This picture by Jo Yong hak of a new town in Seoul looks scary. Even worst it is to know that approximately 48000 houses were demolished in Seoul for redevelopment and only 22000 new units were built.
From The Atlantic Cities.com:
After 10 years, a Korean program that actively tore down older, low-density neighborhoods and replaced them with high-density “new towns” is coming to an end. Seoul Mayor Park Won-soon announced the end of the program, which was intended to help provide housing for the rapidly growing South Korean capital, last week. The "new towns" were initially heralded as a success but quickly fell victim to the global economic downturn. Thousands of Seoul residents have been caught in the crash.(...)

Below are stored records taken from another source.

PR #2769, opened 2020-11-17
feat: enable access log or not

HelloBug0:
satify the need of [#2713](https://github.com/apache/apisix/issues/2713)

### Pre-submission checklist:

* [X] Is this PR backward compatible?


conf/config-default.yaml
```diff
@@ -128,6 +128,7 @@ nginx_config:                     # config for render the template to genarate n
   #envs:                            # allow to get a list of environment variables
   #  - TEST_ENV
   http:
+    enable_access_log: true
```
tokers, line 131: For the compatibilities' sake, the access_log should be enabled even if this field absent.

membphis: agree

membphis:
missing test case

conf/config-default.yaml
HelloBug0: OK, I will update this PR later.

HelloBug0:
> missing test case

OK, I will add it. Would you like to tell me that is it OK if I add a new test file in the directory https://github.com/apache/apisix/tree/master/t/config-center-yaml? Or should I add some test cases in an existing file?

spacewander:
@HelloBug0 
You can add it in https://github.com/apache/apisix/blob/master/.travis/apisix_cli_test.sh

.travis/apisix_cli_test.sh
```diff
@@ -391,6 +391,52 @@ fi
 
 git checkout conf/config.yaml
```
spacewander, line 392: We don't need to checkout in the middle of a group of test, as we will change it later.

.travis/apisix_cli_test.sh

The new towns seemed like a good idea during the real estate boom, with locals in “old towns” clamoring for the redevelopment projects that would grandly increase their property values. But now, most residents in areas that had been slated for redevelopment as new towns would prefer to stick with the old as the financial benefits of redevelopment have disappeared. Indeed, 85 percent of the proposed new town developments haven’t broken ground. Property values, though, are not the only reason the citizens of Seoul have turned against new towns. Many of the new towns have been built so far out into the periphery that it takes hours to commute to the city, where jobs are. And many residents have been priced out of the marketplace, taking buyouts for their demolished homes that don’t come close to paying for new ones in the city.